I think the code which is isolated is probably the easiest to start out with.
@daschl, I’ve been profiling since my earlier post and one culprit I can see that’s causing issues in performance is my liberal use of the timeout combinator on observable. In my model, for a get for example, once I get the main observable returned from a call to bucket.get, I layer in the call to timeout before subscribing. I actually layer a few more combinators in (flatMap, map, elementAtOrDefault) to give various functionality, but as I removed these and profiled each time, they were not the problem. When I removed the timeout call, things started to perform better. I want my observables to emit an error downstream if they are not completed before a certain time and timeout seemed the best way to achieve this. Is there a better way to do this? Do I need to give timeout a different Scheduler or something?
In general I think placing a timeout at the very end, but having other various error handlers as tight as possible is a good idea. Of course sometimes you want to have more timeouts throughout the observable, but in my experience most of the time you want “do this whole thing, but make sure it takes no longer than N seconds”. Of course, if you wan to control different flows more tightly and retry/go somewhere else things are a little different.

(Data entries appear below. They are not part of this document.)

PR #855, opened 2023-06-05
Core-977 - inject GitHub username into lambda handler and call Mixpanel API directly

zackproser:
Relates to: https://github.com/gruntwork-io/dogfood-infrastructure-modules/pull/150

These changes examine the URL's query string params for a github_username and inject it, along with our tutorial service's endpoint, into the user's demo lambda handler code. 

The injections are implemented by a new custom client-side script included in this PR. The client side script is designed to *only* run on our "Deploying your first module" tutorial page, so it should theoretically have minimal impact on the operation of the rest of the docs site. 

The injected endpoint is our GW tutorial service's API gateway deployment URL. The customer's demo lambda's Python handler code has also been updated in this PR to call this specific endpoint and return its response, thus completing the round-trip and book-keeping for tracking activations / users who reached our tutorial goal state.

Ideally, I'd like to figure out how to properly define our GW tutorial service's endpoint solely in `docusaurus.config.js` and load it from within the custom client script that handles the value injection on our "Deploying your first module" , but currently when I attempt to follow docusaurus's docs on loading docusaurus config values I get an error about misusing React hooks. I'd like to manage this config centrally so that future PRs to update the endpoint could be one line change.


_docs-sources/iac/getting-started/deploying-a-module.md
```diff
@@ -144,8 +144,26 @@ Next, we’ll write a simple Python function that returns a string that will be
 Copy the following to `terraform-aws-gw-lambda-tutorial/main.py`.
 
 ```py title="terraform-aws-gw-lambda-tutorial/main.py"
+import json
+from urllib.request import urlopen, Request
```
MoonMoon1919, line 148: We might be able to simplify this using `requests`, which is an OSS package with a nicer interface than urllib. At one point was available in the python lambda runtime like so - `from botocore.vendored import requests`.

At one point AWS was considering removing it from the runtime, but it seems like they cancelled that work. Worth a try to reduce the number of lines of code?

MoonMoon1919 (commented):
Small, non-blocking nit, but otherwise LGTM

_docs-sources/iac/getting-started/deploying-a-module.md
zackproser: Very cool. Will give it a shot - I was indeed trying to keep this handler as minimal as possible - and hopefully the next pass I'll put up shortly will do just that!

zackproser: Alrighty - with the latest changes I can confirm everything works as intended end to end, and I think the resulting lambda handler code, while a bit longer, is not too overwhelming.

MoonMoon1919: excellent, sorry for the rabbit hole!

_docs-sources/iac/getting-started/deploying-a-module.md
```diff
@@ -144,8 +144,57 @@ Next, we’ll write a simple Python function that returns a string that will be
...
 ```py title="terraform-aws-gw-lambda-tutorial/main.py"
+import uuid
+import base64
+import json
+from urllib.request import urlopen, Request
+
+
 def lambda_handler(event, context):
-    return "Hello from Gruntwork!"
+    url = "https://api.mixpanel.com/track"
```
MoonMoon1919, line 154: 👨🏻‍🍳 🤌 excellent

scripts/module-tutorial-client.js
```diff
@@ -0,0 +1,41 @@
...
+// 
+// Separately, regardless of whether or not the user's GitHub username is present in the query params, we must base64 encode our 
+const injectGitHubUsernameIfPresent = () => {
+  const urlParams = new URLSearchParams(window.location.search);
+  let githubUsername = urlParams.get('github_username');
+  if (githubUsername == null) {
+    githubUsername = 'unknown'
+  }
+  // Rewrite the %unknown% placeholder in the main.py configuration on the tutorial page
+  document.body.innerHTML = document.body.innerHTML.replace('%unknown%', githubUsername);
```
MoonMoon1919, line 16: slick!

docusaurus.config.js
```diff
@@ -65,14 +66,22 @@ const config = {
...
       },
     ],
   ],
 
+  // clientModules are custom modules (anything that Webpack can import), so css, js, etc
+  // that get included on every page and can be used to run arbitrary client-side Javascript, for example: 
+  clientModules: [path.resolve('./scripts/module-tutorial-client.js')],
+
+  customFields: {
+    tutorialServiceEndpoint: "https://h1t1m9ck07.execute-api.us-east-1.amazonaws.com/tutorial-service/post"
```
MoonMoon1919, line 82: Is this still being used somewhere?

MoonMoon1919 (commented):
Looking great. Did you check in `package-lock.json` by accident, or is that a bi-product of something else?

docusaurus.config.js
zackproser: Ah great catch - thank you! Will remove.

zackproser: Removed

zackproser:
> Looking great. Did you check in `package-lock.json` by accident, or is that a bi-product of something else?

Ah yeah - that was actually intended: in the docusaurus config file, to load the new client module script, I needed to call `path` - but seems I may not have done that correctly yet - I was originally getting build errors about Webpack > 5 having removed polyfills for certain node.js APIs such as path - so I thought the fix was to explicitly npm install it. 

Not sure yet if current build errors are still related to that or not. Yesterday and the day before, Netlify logs were showing me an auth error where it looked like Netlify was unable to fetch the repo itself during the build :thinking:

package.json
```diff
@@ -32,6 +32,7 @@
     "config": "^3.3.6",
     "env-cmd": "^10.1.0",
     "file-loader": "^6.2.0",
+    "path": "^0.12.7",
```
MoonMoon1919, line 35: Do you also need to `yarn add buffer` for the module-tutorial-client package to work?

MoonMoon1919 (approved):

zackproser:
Thanks for review!

PR #874, opened 2023-06-13
Add script to create releases PR

MoonMoon1919:
Adds script to automatically generate releases and create a PR

### DIFF
--- a/.circleci/config.yml
+++ b/.circleci/config.yml
@@ -21,12 +21,28 @@ references:
   # Build steps
   ######################################################################################################################
 
+  install_gh: &install_gh
+    run:
+      name: install gh cli
+      command: |
+        type -p curl >/dev/null || (sudo apt update && sudo apt install curl -y)
+        curl -fsSL https://cli.github.com/packages/githubcli-archive-keyring.gpg | sudo dd of=/usr/share/keyrings/githubcli-archive-keyring.gpg \
+        && sudo chmod go+r /usr/share/keyrings/githubcli-archive-keyring.gpg \
+        && echo "deb [arch=$(dpkg --print-architecture) signed-by=/usr/share/keyrings/githubcli-archive-keyring.gpg] https://cli.github.com/packages stable main" | sudo tee /etc/apt/sources.list.d/github-cli.list > /dev/null \
+        && sudo apt update \
+        && sudo apt install gh -y
+
   install_bash_commons: &install_bash_commons
     run:
       name: install bash commons
       command: |
         curl -Ls https://raw.githubusercontent.com/gruntwork-io/gruntwork-installer/master/bootstrap-gruntwork-installer.sh | bash /dev/stdin --version v0.0.21
         gruntwork-install --module-name bash-commons --repo https://github.com/gruntwork-io/bash-commons --tag "v0.1.2"
+
+  install_deps: &install_deps
+    run:
+      name: install deps
+      command: yarn install
 
   build_docs: &build_docs
     run:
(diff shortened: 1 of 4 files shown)


.circleci/config.yml
```diff
@@ -64,6 +80,14 @@ references:
         export ALGOLIA_LIBRARY_INDEX_NAME="prod_docs_sourcer-library-reference"
         ./scripts/push-to-s3-prod.sh
 
+  create_releases_pr: &create_releases_pr
+    run:
+      name: create releases pr
+      command: ./scripts/create_releases_pr.sh
+      environment:
+        CONFIGURE_GIT: 0 # Tell the script that we're in CI and need to configure git for gruntwork-ci user
```
eak12913, line 88: Why `0`? Can we not pass a boolean?

MoonMoon1919: we can pass a string that says "true" or "false" but we'll have to treat it as a string. I'm fine either way.

.circleci/config.yml
```diff
@@ -197,3 +237,13 @@ workflows:
               only: /^v.*/
             branches:
               ignore: /.*/
+  create_releases_pull_request:
+    when:
+      and:
+        - equal: [scheduled_pipeline, << pipeline.trigger_source >>]
```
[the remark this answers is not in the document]
eak12913: I intuitively understand that this is the "cron" equivalent for CircleCI which makes this fire off monthly - but I'm missing a bunch of details that would give a better understanding of what specifically is happening

scripts/create_releases_pr.sh
```diff
@@ -0,0 +1,100 @@
...
+export RELEASES_PLUGIN_BEFORE_DATE=
+export BRANCH_NAME=
+export CONFIGURE_GIT=${CONFIGURE_GIT:=1}
+
+function set_release_date() {
+  unameOut="$(uname -s)"
+
+  # Handling running this on linux or mac
+  if [ ${unameOut} = "Linux" ]; then
+    RELEASES_PLUGIN_BEFORE_DATE=$(date -d "$(date +"%Y-%m-01") - 1 day" +"%F")
```
eak12913, line 17: Is there any issue with having nested double quotes like this?

scripts/create_releases_pr.sh
```diff
@@ -0,0 +1,100 @@
...
+    exit 1
+  fi
+}
+
+function generate_release_data() {
+  yarn regenerate --plugins releases
+}
+
+function create_branch() {
+  BRANCH=$1
```
eak12913, line 53: `local -r` ? Also - why caps?

scripts/create_releases_pr.sh
```diff
@@ -0,0 +1,100 @@
...
+
+  git checkout -b ${BRANCH}
+}
+
+function add_and_commit_changes() {
+  RELEASE_DATE=$1
```
eak12913, line 59: `local -r`

scripts/create_releases_pr.sh
MoonMoon1919: It works the same with single quotes in there (i have to use gdate on my mac to get the gnu date syntax)

image


image

scripts/create_releases_pr.sh
MoonMoon1919: caps is the syntax i've always used for args in bash functions /shrug

scripts/create_releases_pr.sh
```diff
@@ -0,0 +1,100 @@
...
+
+function configure_git {
+  local -r git_username="$1"
+  local -r git_email="$2"
+  git config --global user.name "$git_username"
+  git config --global user.email "$git_email"
+  git config --global pull.rebase false
+}
+
+function set_branch_name() {
```
eak12913, line 34: consider whether you want to change to:
- Branch name isn't a global env var
- This function is `get_branch_name` which returns the formatted branch name
- You pass that as a param into the functions that need it.

It's not a big deal - but i found it weird that there was a global looking variable at the top that was not initialized.

Since this isn't shared with anything..nor is it any kind of reusable component, I don't think it _really_ matters..so this whole thing is just a nit.

.circleci/config.yml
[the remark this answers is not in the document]
MoonMoon1919: Added.

scripts/create_releases_pr.sh
MoonMoon1919: Updated.

oredavids (approved):
LGTM.

PR #897, opened 2023-06-16
Add self-hosting page

josh-padnick:
Add a page mentioning repo-copier as a way to self-host the library


docs/library/usage/self-hosting.md
```diff
@@ -0,0 +1,39 @@
...
+
+# Self-hosting the library
+
+:::caution
+
+Self-hosting Gruntwork Library is only available with a Gruntwork Enterprise subscription.
+
+:::
+
+We recommend accessing Gruntwork Library directly through our private repos hosted at https://github.com/gruntwork-io. However if your company requires that all Terraform modules are hosted internally, we offer a tool called [repo-copier](https://github.com/gruntwork-io/repo-copier) to support this use case.
```
oredavids, line 13:
```suggestion
Self-hosting the Gruntwork Library is only available with a Gruntwork Enterprise subscription.

:::

We recommend accessing the Gruntwork Library directly through our private repos hosted at https://github.com/gruntwork-io. However if your company requires that all Terraform modules are hosted internally, we offer a tool called [repo-copier](https://github.com/gruntwork-io/repo-copier) to support this use case.
```

oredavids (commented):
Content looks good. Left one minor suggestion.

The tests don't pass currently due to the `docs/guides/stay-up-to-date/index.md` changes. Please revert that. We unfortunately haven't worked on preventing that from happening when working locally.

oredavids:
Did not catch this earlier but the self-hosting markdown file needs to be moved into the `_docs-sources` directory and then run the `yarn regenerate:local` command so it is copied over to `docs` with its metadata.

docs/library/usage/self-hosting.md
josh-padnick: I actually prefer it without the "the" because I think of the product name as "Gruntwork Library" just like a product name lik Heroku, Render.com or Supabase.

In that way of thinking you wouldn't refer to "self-hosting the Heroku." I think "the Gruntwork Library" only sounds ok because you're describing a library whose name is "Gruntwork."

oredavids: Sounds good.

josh-padnick:
@oredavids I'm sorry, but I'm afraid I'm confused here. I keep trying variations of moving the file and running `yarn regenerate:local`. But It doesn't work.

oredavids:
@josh-padnick It appears that your last commit fixed the issues so i did not have to do anything.

josh-padnick:
Ah nice, thank you! Thought I'd already tried that, but guess not. Merging now!

PR #898, opened 2023-06-19
Update patcher changelogs as of 19. June

marinalimeira:
Data generated by running `DOCS_SITE_BASE_DIR="../docs/" yarn dev -p patcher-changelogs`.

⚠️ IMPORTANT: this PR removes the `logs` entry from `.gitignore`. [The `node` template from gitignore.io does create this file](https://github.com/toptal/gitignore/blob/36f6ed1fc974d610bd9fcd1e6fa656bf0ba1f10e/templates/Node.gitignore#L4). I will leave like this temporarily, if we need to re-introduce _some_ pattern to `logs`, we can add a better filter.

### DIFF
--- a/.gitignore
+++ b/.gitignore
@@ -5,7 +5,6 @@ terraform.tfvars
 *.tfstate*
 
 # Logs
-logs
 *.log
 npm-debug.log*
 yarn-debug.log*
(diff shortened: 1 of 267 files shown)


oredavids (approved):
LGTM after quick sanity check on a small sample size.

marinalimeira:
Thanks a lot for the review!

PR #903, opened 2023-06-20
Add missing init step in using-the-library

MoonMoon1919:
## What it is

Adds explicit init step in using the library guide


oredavids (approved):
LGTM.

PR #1024, opened 2023-08-03
Updated docs to Patcher v0.4.2

techpink:
- Added a note that `patcher update` requires Docker by default.
- Updated the `patcher update --non-interactive` examples to include the `--skip-container-runtime` flag
- Updated the description of `patcher report` to include the non-interactive mode

This PR deliberately doesn't include information on how to use Patcher without Docker. This can't be documented until we've resolved how we are going to make terrapatch available.


marinalimeira (approved):
LGTM! 🚀

PR #1032, opened 2023-08-10
Add Patcher to the home page

ebeneliason:
This adds Patcher under the list of products on the home page, and removes Reference Architecture. A future update will shuffle some of the more prominent cards at the top as well.


marinalimeira (approved):
🚀

PR #327, opened 2020-02-06
feat: support no data within BigNumber viz

etr2460:
🏆 Enhancements

Support an empty array being passed in as data. This is precursor work to making "No data" not an error within Superset.

Screen Shot 2020-02-06 at 2 46 45 PM

to: @kristw


kristw:
I think code-wise looks good. 

Would you add checks like this to all charts? Would be nice to have some design consistency. 
Wonder if design would have any suggestion.

etr2460:
The plan is to make all charts support this, and keep the design consistent with however the chart looks today. For example, all NVD3 charts already have a no data available treatment, so i'll keep that around. For other types of charts (like geovis) i'd probably keep the map visible and overlay the no data message

kristw (approved):

PR #330, opened 2020-02-07
feat: customize no data message in nvd3 charts

etr2460:
🏆 Enhancements

Update the no data message for nvd3 charts. Unfortunately, nvd3 only supported a single line of text for the no data message, so i overrode the noData function to support a custom, multiline message. Not sure if this is the best way to do this, definitely open to other suggestions!

Screen Shot 2020-02-07 at 11 46 09 AM

to: @kristw @rusackas

### DIFF
--- a/packages/superset-ui-legacy-preset-chart-nvd3/src/NVD3Vis.js
+++ b/packages/superset-ui-legacy-preset-chart-nvd3/src/NVD3Vis.js
@@ -67,6 +67,38 @@ import {
 } from './PropTypes';
 import './NVD3Vis.css';
 
+// Override the noData render function to make a prettier UX
+// Code adapted from https://github.com/novus/nvd3/blob/master/src/utils.js#L653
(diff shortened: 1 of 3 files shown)


packages/superset-ui-legacy-preset-chart-nvd3/src/NVD3Vis.js
```diff
@@ -67,6 +67,38 @@ import {
 } from './PropTypes';
 import './NVD3Vis.css';
 
+// Override the noData render function to make a prettier UX
+// Code adapted from https://github.com/novus/nvd3/blob/master/src/utils.js#L653
+nv.utils.noData = function(chart, container) {
+  const opt = chart.options();
+  const margin = opt.margin();
+  const data = [
```
kristw: Can move this constant outside.

kristw (approved):
One minor change.

kristw (approved):

PR #372, opened 2020-02-25
fix: add container css for interval type annotation

graceguo-supercat:
🐛 Bug Fix

Airbnb user reported an issue that Interval type annotation overlapped with chart labels.
It seems the old UI look like this:
Screen Shot 2019-10-17 at 3 29 03 PM (1)
This issue was reported pretty long time ago so I can't trace back since when we lost this container css. So I just added container class and some new css.

Before:
Screen_Shot_2020-02-25_at_3_08_52_PM

After:
Screen Shot 2020-02-25 at 4 20 15 PM

@etr2460 @kristw @ktmud

### DIFF
--- a/packages/superset-ui-legacy-preset-chart-nvd3/src/NVD3Vis.css
+++ b/packages/superset-ui-legacy-preset-chart-nvd3/src/NVD3Vis.css
@@ -166,9 +166,9 @@
 
 .d3-tip.nv-event-annotation-layer-table::after {
   content: '\25BC';
-  font-size: 22px;
+  font-size: 14px;
   color: #484848;
   position: absolute;
-  bottom: -23px;
-  left: 84px;
+  bottom: -14px;
+  left: 94px;
 }
--- a/packages/superset-ui-legacy-preset-chart-nvd3/src/NVD3Vis.css
+++ b/packages/superset-ui-legacy-preset-chart-nvd3/src/NVD3Vis.css
@@ -153,3 +153,22 @@
   font-size: 14px;
   font-weight: normal;
 }
+
+.d3-tip.nv-event-annotation-layer-table {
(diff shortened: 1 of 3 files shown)


packages/superset-ui-legacy-preset-chart-nvd3/src/utils.js
```diff
@@ -295,7 +295,7 @@ export function wrapTooltip(chart, maxWidth) {
 
 export function tipFactory(layer) {
   return d3tip()
-    .attr('class', 'd3-tip')
+    .attr('class', `d3-tip ${layer.annotationTipClass}`)
```
ktmud: Better use `{layer.annotationTipClass || ''}` so we don't add an "undefined" class to the tip.

graceguo-supercat: fixed.

packages/superset-ui-legacy-preset-chart-nvd3/src/NVD3Vis.css
```diff
@@ -153,3 +153,22 @@
...
+}
+
+.d3-tip.nv-event-annotation-layer-table::after {
+  content: '\25BC';
+  font-size: 22px;
+  color: #484848;
+  position: absolute;
+  bottom: -23px;
+  left: 84px;
+}
```
ktmud: Here seems to miss a new line. The arrow also looks larger than the old UI. Everything else looks good to me!

graceguo-supercat: fixed new line. also make down arrow smaller. thanks!

kristw (approved):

@daschl, that helped out immensely in my little profiling sample. I pulled in rxjava 1.0.3 and that seems to have fixed the issue. I’m going to commit my changes and then let my nightly load test run tonight and verify the results tomorrow. I think this was a big part of why things were much slower. I bet I have a few more changes to make, but I’m hoping this uncorks things enough that we are good with the results. I’ll let you know how things look tomorrow. Thanks for the help with this.
No worries, good to know. Actually with that info I’ll make the call to upgrade 2.0.3 (slated for january) to ship with 1.0.3 so that not more people are running into it. Note that it does not fix it for Java 6 (which we support), but its a first good step.
Please let me know if you find bottlenecks in our code, I’m always looking to make it faster.
@Sam_K one important thing that when you are using the BinaryDocument is that you always manually need to release the content() ByteBuf. Otherwise it will leak in the netty pool and lead to memory issues.
Can you dump your heap on OOM and send it over? So we can look at the top offenders and see what is causing the pressure.